Moving-Average Smoothing

Inside the classical algorithm sat a quiet workhorse: the moving average. It deserves a page of its own, because it is the simplest and most widely used smoother in all of applied data analysis — the thing your fitness app draws through your jagged daily weight, the thing a trader means by "the 200-day". The idea is almost too plain to state: to see the slow signal under the noise, replace each point with the average of its neighbours. Averaging cancels the fast random jitter (it is as often up as down) while leaving the slow trend nearly untouched.

The m-term moving average centered at time t is

\hat T_t = \frac{1}{m}\sum_{j=-k}^{k} y_{t+j}, \qquad m = 2k+1.

For an odd window m = 2k+1 this is beautifully symmetric: k points on each side and the point itself, all weighted equally. A 3-term average smooths gently; a 25-term average smooths hard.

Why it works: a low-pass filter

A moving average is a low-pass filter — it lets slow (low-frequency) movement through and blocks fast (high-frequency) wiggle. The reason is intuitive: over a short window the trend is nearly constant, so averaging returns it almost unchanged; the noise, being a fresh independent kick at each step, largely cancels because the pluses and minuses average out. If the noise has variance \sigma^2, averaging m independent points cuts the noise variance to \sigma^2/m — a factor-of-m calming. Wider window, quieter output.

This is the same tension you will meet everywhere in statistics; the moving average is the cleanest place to feel it in your hands.

Even windows and the 2×m average

There is a snag when the window length is even — and even windows are exactly what seasonal data forces on you (m = 12 for months, m = 4 for quarters). An even-length average is not centered on an integer time: a 12-term average of months 1–12 sits at time 6.5, not on any real observation. The fix is the 2×m moving average — take a moving average of the moving average, i.e. average two adjacent even-length windows. The net effect is an (m+1)-term weighted average with half weight on the two end points:

\hat T_t = \frac{1}{2m}\Big(\tfrac12 y_{t-k} + y_{t-k+1} + \dots + y_{t+k-1} + \tfrac12 y_{t+k}\Big), \quad k = m/2.

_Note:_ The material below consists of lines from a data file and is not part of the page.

PR #56, opened 2020-07-29
BinaryStackMachines to StackMachines

DmxLarchey:
Migration:
+ `BinaryStackMachines` to the _existing_ `StackMachines` directory
+ removal of `omega`, replaced by `lia` in those moves files.

### DIFF
--- a/theories/ILL/ILL_undec.v
+++ b/theories/ILL/ILL_undec.v
@@ -14,9 +14,9 @@ From Undecidability.Shared.Libs.DLW
 
 Require Import Undecidability.Synthetic.Undecidability.
 
-From Undecidability.PCP                  Require Import PCP PCP_undec.
-From Undecidability.BinaryStackMachines  Require Import BSM.
-From Undecidability.MinskyMachines       Require Import MM.
+From Undecidability.PCP              Require Import PCP PCP_undec.
+From Undecidability.StackMachines    Require Import BSM.
+From Undecidability.MinskyMachines   Require Import MM.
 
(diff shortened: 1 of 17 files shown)


yforster:
Looks good!

W.r.t. the `omega` to `lia` replacement: Did you encounter any issues? Also on my TODO list for this week is to port everything to 8.12, that way we can release an (internal) opam package once the MetaCoq package is ready. I'm still hoping that some `grep` and `sed` magic will make the `omega` to `lia` replacement easy, but I don't know how often incompatibilities occur.

DmxLarchey:
> some `grep` and `sed` magic will make the `omega` to `lia` replacement easy, but I don't know how often incompatibilities occur

I can tell you that `lia` as a drop-in replacement for `omega` works most, _nearly_ all the time. But once I made the test change `Ltac omega := lia` on the `MM` part of the code base, and then I did encounter one or two occurrences where this failed. At the time, I was not in the mood of investigating so I postponed. It was in one of the compilers, I think `µ-rec` to `MM(nat)`. 

I guess you could try something like

```
Ltac old_omega := omega.
Ltac omega := (lia || (idtac "lia failed !!"; old_omega)).
```
and see which files have problems ?

DmxLarchey:
Travis says OK. I merge.

DmxLarchey:
Now that I am updating more  `omega` to `lia`, I realize that I often do `try omega` and then `try lia` might produce strange side effects if it does not solve exactly the same subgoals as `try omega`.

PR #57, opened 2020-07-29
Replace Omega by Lia (in many places but not everywhere ...)

DmxLarchey:
Let us open it that way: `fgrep Omega $(find -name "*.v")` and `fgrep omega $(find -name "*.v")` are your new friends!

`Omega`/`omega` have been completely removed in all the `.v` files of following directories
+ `StackMachines`
+ `MinskyMachines`
+ `FRACTRAN`
+ `ILL`
+ `MuRec` (this dir needs refactoring **badly**)
+ `H10`
+ `Shared/Libs/DLW`

Notice `omega` might still appear in commented out code eg  `(* ... omega ... *)`.

Some observations:
+ sometimes `lia` solves more goals than `omega`, never observed the converse.
+ `ZArith` seems to silently activate `omega` so a negative `greg Omega` does not mean `omega` is not used
+ `Undecidability.Shared.Prelim` seems to export `omega`.
+ `lia` might solve goals using **less** hypotheses, changing (strengthening) the statement if those hypotheses where declared inside a `Section`.

**Main lesson learned**:
+ `lia` **always** solved the goals that `omega` solved in the above directories, and e.g. in `Libs/DLW` there were 1000s fu..ing of them.
+ sometimes, `lia` solves **more goals** than `omega` which _could be problematic_ with script like `...; try lia; ...` because there are now fewer sub-goals after `lia` than there were with `omega`, meaning that the proof script now contains sub-proofs for sub-goals that do not exist any more.

I do hope this PR motivates @yforster from the remaining parts of the library ;-)


yforster:
We really, really have to get rid of `Undecidability.Shared.Prelim`...

I'll merge this PR and feel motivated to work on omega -> lia :) Probably I'll do it in one go with porting to 8.12, but first I finish the nice defs for L and TMs.

DmxLarchey:
Good luck Yannick!! B.t.w., compile time on `CI` did not change significantly by replacing `omega` with `lia`.

DmxLarchey:
And I will look into the `Prelim` usage in the directories that I master. I think it is mainly use for notations.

The half-weighted ends re-center the window symmetrically on t. That "2×12" centered average is precisely the trend estimator inside classical decomposition for monthly data.

Weighted moving averages

Equal weights are the crudest choice. A weighted moving average \hat T_t = \sum_j w_j\, y_{t+j} (with \sum_j w_j = 1) can put more emphasis on the centre and taper toward the edges, which smooths noise without blurring turns as much. Famous weight sets — the Spencer 15-point average, the Henderson filters buried inside census seasonal-adjustment software — are just carefully chosen w_j that pass a local cubic trend perfectly while suppressing noise. The equally-weighted average is the special case w_j = 1/m.

Feel the trade-off

The faint line is a fixed, noisy series (a gentle trend-plus-wiggle). The bold line is its centered moving average. Drag the window width m: at m = 1 the smoother is the raw series; widen it and watch the bold line calm down and stiffen, tracking the underlying trend but responding ever more slowly to the bumps.

Somewhere in the middle is the sweet spot: smooth enough to see the trend, sharp enough to trust the turns. There is no universal "right" m — it depends on how fast your real signal moves relative to the noise.

This is a genuine landmine of terminology. The moving average on this page is a smoother: you compute it from data by averaging neighbouring observations to estimate a trend. The moving-average model, MA(q), is something completely different: a generative model in which the series is a weighted average of past unobservable shocks \varepsilon_t, i.e. x_t = \varepsilon_t + \theta_1 \varepsilon_{t-1} + \dots + \theta_q \varepsilon_{t-q}. One is a data-smoothing operation you apply; the other is a stochastic model you fit. They share three words and almost nothing else. Whenever you read "MA" in time series, check which one is meant.

A centered m-term average needs k = (m-1)/2 points on each side, so it simply cannot be computed for the first and last k observations — the window runs off the edge of the data. These end-effects are why a smoothed line often stops short of the latest point, or why software quietly switches to a lopsided one-sided average there (which is noisier and biased). It is a real cost: forecasting cares most about the newest data, exactly where the symmetric smoother is blind. Trailing moving averages (only past data, used by traders) dodge the missing-endpoint problem but pay for it with a built-in lag — they always trail the truth by about k steps.